[Dataset entries]
================

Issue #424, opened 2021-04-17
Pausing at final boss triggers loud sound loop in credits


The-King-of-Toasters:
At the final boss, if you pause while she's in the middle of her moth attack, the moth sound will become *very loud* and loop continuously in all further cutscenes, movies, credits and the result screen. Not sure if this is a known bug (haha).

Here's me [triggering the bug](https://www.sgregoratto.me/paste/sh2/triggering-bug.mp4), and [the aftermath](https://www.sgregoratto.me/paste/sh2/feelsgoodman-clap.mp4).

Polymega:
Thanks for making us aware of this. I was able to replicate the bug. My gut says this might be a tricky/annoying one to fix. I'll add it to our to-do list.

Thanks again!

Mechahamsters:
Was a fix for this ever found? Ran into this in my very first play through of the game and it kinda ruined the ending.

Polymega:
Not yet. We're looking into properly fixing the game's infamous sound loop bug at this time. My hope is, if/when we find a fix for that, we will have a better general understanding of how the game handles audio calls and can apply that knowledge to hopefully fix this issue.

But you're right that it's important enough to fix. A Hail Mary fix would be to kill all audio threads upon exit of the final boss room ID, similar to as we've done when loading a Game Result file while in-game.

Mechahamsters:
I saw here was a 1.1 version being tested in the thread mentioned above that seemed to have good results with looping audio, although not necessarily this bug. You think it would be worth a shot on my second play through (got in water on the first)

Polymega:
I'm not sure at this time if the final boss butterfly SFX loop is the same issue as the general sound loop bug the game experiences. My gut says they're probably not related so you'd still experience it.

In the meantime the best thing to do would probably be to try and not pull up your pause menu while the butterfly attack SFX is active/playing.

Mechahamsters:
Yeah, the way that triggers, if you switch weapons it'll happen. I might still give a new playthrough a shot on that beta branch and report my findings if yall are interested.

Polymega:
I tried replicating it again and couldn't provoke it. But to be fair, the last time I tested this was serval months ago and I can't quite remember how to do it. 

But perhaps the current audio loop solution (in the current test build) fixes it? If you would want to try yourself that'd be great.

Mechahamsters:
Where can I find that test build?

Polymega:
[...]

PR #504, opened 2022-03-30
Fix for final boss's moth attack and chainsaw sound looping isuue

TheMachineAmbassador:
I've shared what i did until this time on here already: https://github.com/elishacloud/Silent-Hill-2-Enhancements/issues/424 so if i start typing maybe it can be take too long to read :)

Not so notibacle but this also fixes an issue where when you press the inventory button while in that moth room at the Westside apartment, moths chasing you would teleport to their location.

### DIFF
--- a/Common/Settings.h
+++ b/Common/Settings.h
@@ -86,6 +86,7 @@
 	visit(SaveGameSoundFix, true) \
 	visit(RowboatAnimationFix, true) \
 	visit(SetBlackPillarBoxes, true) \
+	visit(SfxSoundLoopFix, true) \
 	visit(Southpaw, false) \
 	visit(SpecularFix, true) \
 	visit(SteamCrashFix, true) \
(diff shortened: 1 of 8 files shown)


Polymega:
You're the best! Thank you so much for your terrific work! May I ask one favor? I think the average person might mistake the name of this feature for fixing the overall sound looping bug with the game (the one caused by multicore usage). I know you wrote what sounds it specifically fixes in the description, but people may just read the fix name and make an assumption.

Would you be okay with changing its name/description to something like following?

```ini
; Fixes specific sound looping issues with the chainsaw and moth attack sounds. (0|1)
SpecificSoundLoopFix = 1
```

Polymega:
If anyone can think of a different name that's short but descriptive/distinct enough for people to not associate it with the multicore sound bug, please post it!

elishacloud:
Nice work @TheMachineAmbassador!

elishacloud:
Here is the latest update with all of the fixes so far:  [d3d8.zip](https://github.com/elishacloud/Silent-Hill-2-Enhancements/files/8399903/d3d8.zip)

================

Aim of the exercise | The whole of the data is to be returned with every line intact.

Answer section |
Issue #424, opened 2021-04-17
Pausing at final boss triggers loud sound loop in credits


The-King-of-Toasters:
At the final boss, if you pause while she's in the middle of her moth attack, the moth sound will become *very loud* and loop continuously in all further cutscenes, movies, credits and the result screen. Not sure if this is a known bug (haha).

Here's me [triggering the bug](https://www.sgregoratto.me/paste/sh2/triggering-bug.mp4), and [the aftermath](https://www.sgregoratto.me/paste/sh2/feelsgoodman-clap.mp4).

Polymega:
Thanks for making us aware of this. I was able to replicate the bug. My gut says this might be a tricky/annoying one to fix. I'll add it to our to-do list.

Thanks again!

Mechahamsters:
Was a fix for this ever found? Ran into this in my very first play through of the game and it kinda ruined the ending.

Polymega:
Not yet. We're looking into properly fixing the game's infamous sound loop bug at this time. My hope is, if/when we find a fix for that, we will have a better general understanding of how the game handles audio calls and can apply that knowledge to hopefully fix this issue.

But you're right that it's important enough to fix. A Hail Mary fix would be to kill all audio threads upon exit of the final boss room ID, similar to as we've done when loading a Game Result file while in-game.

Mechahamsters:
I saw here was a 1.1 version being tested in the thread mentioned above that seemed to have good results with looping audio, although not necessarily this bug. You think it would be worth a shot on my second play through (got in water on the first)

Polymega:
I'm not sure at this time if the final boss butterfly SFX loop is the same issue as the general sound loop bug the game experiences. My gut says they're probably not related so you'd still experience it.

In the meantime the best thing to do would probably be to try and not pull up your pause menu while the butterfly attack SFX is active/playing.

Mechahamsters:
Yeah, the way that triggers, if you switch weapons it'll happen. I might still give a new playthrough a shot on that beta branch and report my findings if yall are interested.

Polymega:
I tried replicating it again and couldn't provoke it. But to be fair, the last time I tested this was serval months ago and I can't quite remember how to do it. 

But perhaps the current audio loop solution (in the current test build) fixes it? If you would want to try yourself that'd be great.

Mechahamsters:
Where can I find that test build?

Polymega:
[...]

PR #504, opened 2022-03-30
Fix for final boss's moth attack and chainsaw sound looping isuue

TheMachineAmbassador:
I've shared what i did until this time on here already: https://github.com/elishacloud/Silent-Hill-2-Enhancements/issues/424 so if i start typing maybe it can be take too long to read :)

Not so notibacle but this also fixes an issue where when you press the inventory button while in that moth room at the Westside apartment, moths chasing you would teleport to their location.

### DIFF
--- a/Common/Settings.h
+++ b/Common/Settings.h
@@ -86,6 +86,7 @@
 	visit(SaveGameSoundFix, true) \
 	visit(RowboatAnimationFix, true) \
 	visit(SetBlackPillarBoxes, true) \
+	visit(SfxSoundLoopFix, true) \
 	visit(Southpaw, false) \
 	visit(SpecularFix, true) \
 	visit(SteamCrashFix, true) \
(diff shortened: 1 of 8 files shown)


Polymega:
You're the best! Thank you so much for your terrific work! May I ask one favor? I think the average person might mistake the name of this feature for fixing the overall sound looping bug with the game (the one caused by multicore usage). I know you wrote what sounds it specifically fixes in the description, but people may just read the fix name and make an assumption.

Would you be okay with changing its name/description to something like following?

```ini
; Fixes specific sound looping issues with the chainsaw and moth attack sounds. (0|1)
SpecificSoundLoopFix = 1
```

Polymega:
If anyone can think of a different name that's short but descriptive/distinct enough for people to not associate it with the multicore sound bug, please post it!

elishacloud:
Nice work @TheMachineAmbassador!

elishacloud:
Here is the latest update with all of the fixes so far:  [d3d8.zip](https://github.com/elishacloud/Silent-Hill-2-Enhancements/files/8399903/d3d8.zip)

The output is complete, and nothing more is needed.